Furthermore, surface thermal characteristics of the study area have significant health impacts using global solar radiation index. The global solar radiation index provides an easy measure of the solar UV radiation level at the earth’s surface and thereby the potential impacts on human health such as heart disease and skin damage. From the analysis, it was revealed that between 1986 and 2016, the surface radiation varies from 6 upward—the higher the index value the more the potential for damage to the human health, and the less time it takes for harm to happen. Defensive measures should be taken for UV index threshold value of 4 and above.
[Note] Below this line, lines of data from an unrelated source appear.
Issue #5019, opened 2020-04-12
rename std.os to std.posix


andrewrk:
`std.os.windows` and similar will remain the same, but everything else, e.g. `std.os.write` would become `std.posix.write`.

anosovic:
why do we want the `posix` namespace by itself and not under `os`?

karrick:
Is there merit to having a OS agnostic library, which makes calls into posix and window libraries?

That way most programmers can write OS agnostic code, and standard library writers can focus on how to implement that code using both posix and windows sub-libraries?

andrewrk:
> Is there merit to having a OS agnostic library

All of the std lib is OS agnostic except what is namespaced under `std.os`

Flaminator:
> All of the std lib is OS agnostic except what is namespaced under `std.os`
Will this still be that case after moving the POSIX parts from `std.os`  to `std.posix` or will that statement move to also include what is namespaced under `std.posix`? As POSIX isn't os agnostic.

kubkon:
> All of the std lib is OS agnostic except what is namespaced under `std.os`
> Will this still be that case after moving the POSIX parts from `std.os` to `std.posix` or will that statement move to also include what is namespaced under `std.posix`? As POSIX isn't os agnostic.

@andrewrk might correct me here but I guess `std.posix` wouldn't be platform agnostic in its entirety, although for the most part we could probably successfully emulate POSIX behaviour in say Windows for example (with a few exceptions ofc). In fact, I'd imagine that with #1840 landing, we'd get really close to achieving that goal since hooking directly into NT API seems to offer a lot more flexibility *plus* it does allow for something close to `*at` syscalls you'd normally find in POSIX.

Flaminator:
@kubkon I know I am no authority when it comes to stuff like this but I don’t really think trying to emulate POSIX behaviour on non-POSIX platforms is a good or a preferable thing. It might make it easier in someways but mostly towards one group.

I have noticed over the last 10-15 years with all these new languages popping up that most of these languages are primarily developed by people that use Linux or a different Unix-like operating system. Which of course means that a lot of the interfaces, apis and tooling are heavily focussed on POSIX ideas of how things work and should work. This brings some annoyances to users on operating systems like Windows where things just work differently. I have seen it happen in Go, Rust, the filesystem api in C++ and even in some places in Zig.

andrewrk:
[...]

PR #11021, opened 2022-03-01
stdlib: Add emulated CWD to std.os for WASI targets

### LINKED ISSUE #10749: add the concept of cwd to standard library file system abstraction for WASI
Here's how they do it in WASI libc:
 * https://github.com/WebAssembly/wasi-libc/pull/214
 * https://github.com/WebAssembly/wasi-libc/pull/230

In the Zig standard library, what we currently do for WASI is this:

https://github.com/ziglang/zig/blob/abbcf4032770676aee0e4a37f19d9e9ad2bdd992/lib/std/fs.zig#L2242-L2245

Notice that for WASI libc however they have an "emulated FD_ATCWD". It looks like it just treats `/` as the cwd.

Instead of erroring out, let's follow this convention by returning fd = `std.os.wasi.AT.FDCWD` which matches the WASI libc convention of `-2`.

Then we have to check for FD_ATCWD at every std.os function (see similar code in the WASI libc PR linked above). For example:

```c
int fstatat(int dirfd, const char *__restrict pathname, struct stat *__restrict statbuf, int flags) {
    if (dirfd == AT_FDCWD || pathname[0] == '/') {
        return __wasilibc_stat(pathname, statbuf, flags);
    }

    return __wasilibc_nocwd_fstatat(dirfd, pathname, statbuf, flags);
}
```

This is a prerequisite for #10716.

topolarity:
This PR provides emulated relative and absolute path support for `std.os` on WASI targets (resolves #10749). 

"os.initPreopensWasi()" must be called before `std.os` functions can resolve relative or absolute paths, which is asserted at runtime.

Support has been added for: `open`, `rename`, `mkdir`, `rmdir`, `chdir`, `fchdir`, `link`, `symlink`, `unlink`, `readlink`, `fstatat`, `access`, and `faccessat`.

This also includes limited support for `getcwd()` and `realpath()`. These return an error if the CWD does not correspond to a Preopen with an absolute path. They also do not currently expand symlinks. Tests have been updated to expect the CWD at "/cwd" rather than ".", so that "realpath" will work for CWD-relative paths.

### DIFF
--- a/lib/std/fs/wasi.zig
+++ b/lib/std/fs/wasi.zig
@@ -194,6 +194,17 @@ pub const PreopenList = struct {
         return null;
     }
 
+    /// Find preopen by fd. If the preopen exists, return it.
+    /// Otherwise, return `null`.
+    pub fn findByFd(self: Self, fd: fd_t) ?Preopen {
+        for (self.buffer.items) |preopen| {
+            if (preopen.fd == fd) {
+                return preopen;
+            }
+        }
+        return null;
+    }
+
     /// Find preopen by type. If the preopen exists, return it.
     /// Otherwise, return `null`.
     pub fn find(self: Self, preopen_type: PreopenType) ?*const Preopen {
@@ -224,6 +235,6 @@ test "extracting WASI preopens" {
 
     try preopens.populate();
 
-    const preopen = preopens.find(PreopenType{ .Dir = "/cwd" }) orelse unreachable;
-    try std.testing.expect(preopen.@"type".eql(PreopenType{ .Dir = "/cwd" }));
+    const preopen = preopens.find(PreopenType{ .Dir = "." }) orelse unreachable;
+    try std.testing.expect(preopen.@"type".eql(PreopenType{ .Dir = "." }));
 }
--- a/lib/std/fs/wasi.zig
+++ b/lib/std/fs/wasi.zig
@@ -25,10 +25,26 @@ pub const PreopenType = union(PreopenTypeTag) {
     const Self = @This();
 
     pub fn eql(self: Self, other: PreopenType) bool {
-        if (!mem.eql(u8, @tagName(self), @tagName(other))) return false;
+        if (std.meta.activeTag(self) != std.meta.activeTag(other)) return false;
 
         switch (self) {
             PreopenTypeTag.Dir => |this_path| return mem.eql(u8, this_path, other.Dir),
+        }
+    }
+
+    // Checks whether `other` refers to a subdirectory of `self` and, if so,
+    // returns the relative path to `other` from `self`
+    pub fn getRelativePath(self: Self, other: PreopenType) ?[]const u8 {
+        if (std.meta.activeTag(self) != std.meta.activeTag(other)) return null;
+
+        switch (self) {
+            PreopenTypeTag.Dir => |this_path| {
+                const other_path = other.Dir;
+                if (mem.indexOfDiff(u8, this_path, other_path)) |index| {
+                    if (index < this_path.len) return null;
+                }
+                return other_path[this_path.len..];
+            },
         }
     }
 
@@ -60,6 +76,15 @@ pub const Preopen = struct {
             .@"type" = preopen_type,
         };
     }
+};
+
+/// WASI resource identifier struct. This is effectively a path within
+/// a WASI Preopen.
+pub const PreopenUri = struct {
+    /// WASI Preopen containing the resource.
+    base: Preopen,
+    /// Path to resource within `base`.
+    relative_path: []const u8,
 };
 
 /// Dynamically-sized array list of WASI preopens. This struct is a
@@ -137,10 +162,36 @@ pub const PreopenList = struct {
                 .SUCCESS => {},
                 else => |err| return os.unexpectedErrno(err),
             }
+
             const preopen = Preopen.new(fd, PreopenType{ .Dir = path_buf });
             try self.buffer.append(preopen);
             fd = try math.add(fd_t, fd, 1);
         }
+    }
+
+    /// Find a preopen which includes access to `preopen_type`.
+    ///
+    /// If the preopen exists, `relative_path` is updated to point to the relative
+    /// portion of `preopen_type` and the matching Preopen is returned. If multiple
+    /// preopens match the provided resource, the most recent one is used.
+    pub fn findContaining(self: Self, preopen_type: PreopenType) ?PreopenUri {
+        // Search in reverse, so that most recently added preopens take precedence
+        var k: usize = self.buffer.items.len;
+        while (k > 0) {
+            k -= 1;
+
+            const preopen = self.buffer.items[k];
+            if (preopen.@"type".getRelativePath(preopen_type)) |rel_path_orig| {
+                var rel_path = rel_path_orig;
+                while (rel_path.len > 0 and rel_path[0] == '/') rel_path = rel_path[1..];
+
+                return PreopenUri{
+                    .base = preopen,
+                    .relative_path = if (rel_path.len == 0) "." else rel_path,
+                };
+            }
+        }
+        return null;
     }
 
     /// Find preopen by type. If the preopen exists, return it.
@@ -173,8 +224,6 @@ test "extracting WASI preopens" {
 
     try preopens.populate();
 
-    try std.testing.expectEqual(@as(usize, 1), preopens.asSlice().len);
-    const preopen = preopens.find(PreopenType{ .Dir = "." }) orelse unreachable;
-    try std.testing.expect(preopen.@"type".eql(PreopenType{ .Dir = "." }));
-    try std.testing.expectEqual(@as(i32, 3), preopen.fd);
+    const preopen = preopens.find(PreopenType{ .Dir = "/cwd" }) orelse unreachable;
+    try std.testing.expect(preopen.@"type".eql(PreopenType{ .Dir = "/cwd" }));
 }
--- a/lib/std/os.zig
+++ b/lib/std/os.zig
@@ -21,9 +21,13 @@ const assert = std.debug.assert;
 const math = std.math;
 const mem = std.mem;
 const elf = std.elf;
+const fs = std.fs;
 const dl = @import("dynamic_library.zig");
 const MAX_PATH_BYTES = std.fs.MAX_PATH_BYTES;
 const is_windows = builtin.os.tag == .windows;
+const Allocator = std.mem.Allocator;
+const Preopen = std.fs.wasi.Preopen;
+const PreopenList = std.fs.wasi.PreopenList;
 
 pub const darwin = std.c;
 pub const dragonfly = std.c;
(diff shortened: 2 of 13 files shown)


lib/std/fs/wasi.zig
```diff
@@ -25,13 +25,29 @@ pub const PreopenType = union(PreopenTypeTag) {
...
+        if (std.meta.activeTag(self) != std.meta.activeTag(other)) return false;
 
         switch (self) {
             PreopenTypeTag.Dir => |this_path| return mem.eql(u8, this_path, other.Dir),
         }
     }
 
+    // Checks whether `other` refers to a subdirectory of `self` and, if so,
+    // returns the relative path to `other` from `self`
+    pub fn get_relative_path(self: Self, other: PreopenType) ?[]const u8 {
```
kubkon, line 37:
```suggestion
    pub fn getRelativePath(self: Self, other: PreopenType) ?[]const u8 {
```

The rule of thumb for naming is: for calls corresponding 1:1 with syscalls, etc., preserve the name of the source if possible, for any Zig abstraction, camelCase.

lib/std/fs/wasi.zig
```diff
@@ -62,6 +78,15 @@ pub const Preopen = struct {
     }
 };
 
+/// WASI resource identifier struct. This is effectively a path within
+/// a WASI Preopen.
+pub const PreopenURI = struct {
```
kubkon, line 83: This is a stylistic nit more than anything else:

```suggestion
pub const PreopenUri = struct {
```

lib/std/fs/wasi.zig
```diff
@@ -131,18 +156,44 @@ pub const PreopenList = struct {
                 else => |err| return os.unexpectedErrno(err),
             }
             const preopen_len = buf.u.dir.pr_name_len;
-            const path_buf = try self.buffer.allocator.alloc(u8, preopen_len);
+            var path_buf = try self.buffer.allocator.alloc(u8, preopen_len);
```
kubkon, line 159: Is this change needed here? I don't see you re-assigning `path_buf` anywhere. Note that `allocator.alloc` returns a pointer so you can still do interior mutability on a `const`.

lib/std/fs/wasi.zig
```diff
@@ -131,18 +156,44 @@ pub const PreopenList = struct {
...
             fd = try math.add(fd_t, fd, 1);
         }
     }
 
+    /// Find a preopen which includes access to `preopen_type`.
+    ///
+    /// If the preopen exists, `relative_path` is updated to point to the relative
+    /// portion of `preopen_type` and the matching Preopen is returned. If multiple
+    /// preopens match the provided resource, the most recent one is used.
+    pub fn find_containing(self: Self, preopen_type: PreopenType) ?PreopenURI {
```
kubkon, line 177: Ditto

```suggestion
    pub fn findContaining(self: Self, preopen_type: PreopenType) ?PreopenURI {
```

lib/std/fs/wasi.zig
```diff
@@ -173,8 +224,6 @@ test "extracting WASI preopens" {
 
     try preopens.populate();
 
-    try std.testing.expectEqual(@as(usize, 1), preopens.asSlice().len);
-    const preopen = preopens.find(PreopenType{ .Dir = "." }) orelse unreachable;
-    try std.testing.expect(preopen.@"type".eql(PreopenType{ .Dir = "." }));
-    try std.testing.expectEqual(@as(i32, 3), preopen.fd);
+    const preopen = preopens.find(PreopenType{ .Dir = "/cwd" }) orelse unreachable;
```
kubkon, line 227: So what's the difference between `.` and `/cwd`?

lib/std/os.zig
```diff
@@ -210,6 +219,13 @@ pub const LOG = struct {
     pub const DEBUG = 7;
 };
 
+pub const RelativePath = struct {
```
kubkon, line 222: This looks an WASI-only abstraction; should it not go into `wasi.zig` submodule? Perhaps together with preopens machinery?

kubkon (changes requested):
A couple of comments to get the ball rolling. I'm still reading over the changes, but I'll try to leave feedback incrementally to make it more manageable.

lib/std/fs/wasi.zig
topolarity: Oops, this is a leftover from some hacking - I'll clean it up!

lib/std/fs/wasi.zig
topolarity: It's purely a convention for the Preopens, but the primary advantage is that "/cwd" is an absolute path that supports `getcwd` and `realpath`. 

For instance, if the CWD is set to a preopen backed by "/cwd", then realpath("./some/file/path") will return "/cwd/some/file/path".

If the CWD is backed by just ".", then realpath has to error out instead.

lib/std/os.zig
topolarity: If I understood @andrewrk correctly on Discord, it sounds like only purely native functionality should be available in `std/os/wasi.zig`. This means that platform-specific code for implementing POSIX support has to stay in std/os.zig, just along with the existing platform-specific POSIX logic (e.g. openatWasi and openOptionsFromFlagsWindows)

Ideally, `std/os/wasi.zig` would exist for the purely native stuff, and then `std/posix/wasi.zig` could be a home for the WASI-specific implementation of POSIX-like behavior, but without #5019 we don't have that separation

Let me know if I got any of that wrong - Happy to fix it up if there's a mistake here :+1:

topolarity:
Thanks for the review!

Just pushed a small fix for a Windows-specific test failure and corrected the stylistic problems you pointed out.

lib/std/fs/wasi.zig
topolarity: There's an alternative I hadn't considered: `/preopen/fd/<N>/` could be used as a special absolute path corresponding to a preopen file descriptor.

realpath("./some/file/path") would return "/preopen/fd/\<N\>/some/file/path" and `resolvePathWasi` would check for the special `/preopen/fd/` prefix when resolving absolute paths, so that it can return the correct file descriptor. I'm not sure whether that's worth implementing right now, but I'm open to feedback 

In any case, this territory is a bit uncharted - wasi-libc doesn't currently emulate getcwd() or realpath()

kubkon: I like the sound of the latter; however, this seems like a hefty amount of work (unless I am mistaken) so we leave that out for a subsequent PR. Would you agree?

lib/std/os.zig
kubkon: Mhm, that's fair. But given that it's only used by WASI target, perhaps a more meaningful name such as `RelativePathWasi` or `WasiRelativePath` would make sense? Also, if you could drop a general doc-style comment for the struct - its intended use, etc. - that would great!

topolarity: Sure thing!

TBH, I think the clarity of the `*at` functions would be improved if they accepted a `RelativePath` rather than separate fd/path parameters related by name (`symlinkat` is particularly confusing). That's a separate change though and perhaps too far away from the standard POSIX interface, so I'll just document this as WASI-specific for now.

kubkon: Actually, that's a neat idea. Would you be willing to write it up as a proposal issue?

topolarity: Absolutely - I'll file something this evening when I come around to this PR again

kubkon (approved):
LGTM! Thanks for this excellent contribution @topolarity !

lib/std/fs/wasi.zig
topolarity: Hope it's not a bother to ask for a quick re-review  - I ended up getting this one done in [f357598](https://github.com/ziglang/zig/pull/11021/commits/f3575983ebd10b01fb9e4af427355f176ebd0ba6)

zigazeljko:
@topolarity How is `initPreopensWasi` supposed to be used -- in other words, what should `init_cwd` be set to to make path resolution work in a "normal" way?

zigazeljko:
To clarify my previous comment, let me give an example. Assume the program is given these preopens:

* fd `3` as `/foo`,
* fd `4` as `./foo`,
* fd `5` as `./bar`,
* fd `6` as `./bar/quux`.

Intuitively, the user would expect the path resolution to work like this:

* `/foo/aaa` resolves to `(fd=3, rel_path="aaa")`,
* `foo/bbb` resolves to `(fd=4, rel_path="bbb")`,
* `./foo/ccc` resolves to `(fd=4, rel_path="ccc")`,
* `./bar/ddd` resolves to `(fd=5, rel_path="ddd")`,
* `bar/eee/../quux/fff` resolves to `(fd=6, rel_path="eee/fff")`.

This is exactly how path resolution used to work in `wasi-libc`, before they introduced CWD emulation. If I understand the code correctly, such behavior is not possible with the implementation in this PR.

When `init_cwd` is `null`, `resolvePathAndGetWasiPreopen` behaves as if CWD was set to `"/"`, which means:

* `foo/bbb` is treated as `/foo/bbb` and resolves to `(fd=3, rel_path="bbb")`,
* `./foo/ccc` is treated as `/foo/ccc` and resolves to `(fd=3, rel_path="ccc")`,
* `./bar/ddd` and `bar/eee/../quux/fff` are not found.

When `init_cwd` is `"."`, `initPreopensWasi` fails, since there is no preopen for `"."`, only for its subdirectories.

When `init_cwd` is (let's say) `"./foo"`, `initPreopensWasi` works, but:

* `foo/bbb` resolves to `(fd=4, rel_path="foo/bbb")`,
* similarly for `./foo/ccc`, `./bar/ddd`, and `bar/eee/../quux/fff`,
* other CWD-relative preopens are not reachable with normal paths.

topolarity:
Thanks for the detailed input @zigazeljko.

I'm planning on opening an additional PR this evening to bring us up to parity with the "wasi-libc" behavior. `initPreopensWasi(..., null)` will give you the wasi-libc behavior by default. Under those rules, "./foo", "/foo", and "foo" preopens would be equivalent - the highest `fd` would take priority. This behavior is necessary to support wasmer-style Preopens, which are prefix-stripped by the runtime (no leading `.` or `/`). Nested preopens will need to be fixed upin that PR, too.

The only bit I'm unsure about is whether we can achieve the "intuitive" behavior of distinguishing `./foo/bar` vs. `/foo/bar/`, especially since some runtimes (`wasmer`) do not support this. 

I'm going to cc you there so that we can discuss in more detail :-)

zigazeljko:
> which are prefix-stripped by the runtime (no leading `.` or `/`)

Is this documented anywhere and/or have you tested it?

I just tested this in wasmer (versions 1.0.0 and 2.2.0) and while leading `/` is stripped, leading `.` is **not** stripped. For my example above, I get:

```
$ wasmer --mapdir=/foo:foo --mapdir=./foo:foo --mapdir=./bar:bar --mapdir=./bar/quux:quux preopens.wasm
3 -> /
4 -> foo
5 -> ./foo
6 -> ./bar
7 -> ./bar/quux
```

As far as I tested, wasmer only trims all leading `/`, but does no other path normalization (i.e. it keeps leading `.`, trailing `/`, repeated `/`, and `.` and `..` components).

Additionally, the first preopen (`3 -> /`) is always present, and is also the only preopen that can begin with a `/` (using `--mapdir=/:dir` gives you a preopen with an empty name).

topolarity:
You're right, I had only tested absolute paths. Thanks for the correction - That's an important detail.

Let's continue this discussion in the new PR, once its open?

Given the large public health burden of human, further investigation is needed in established case-specific causes. Thus, the present study illustrates that remote sensing and GIS are essential technologies for temporal analysis and quantification of a spatial phenomenon which is otherwise not possible to attempt with conventional mapping methods. Change detection is made easy with this technique in lesser time, at a low cost with better accuracy. This study also epitomises the significance of remote sensing climate variability studies.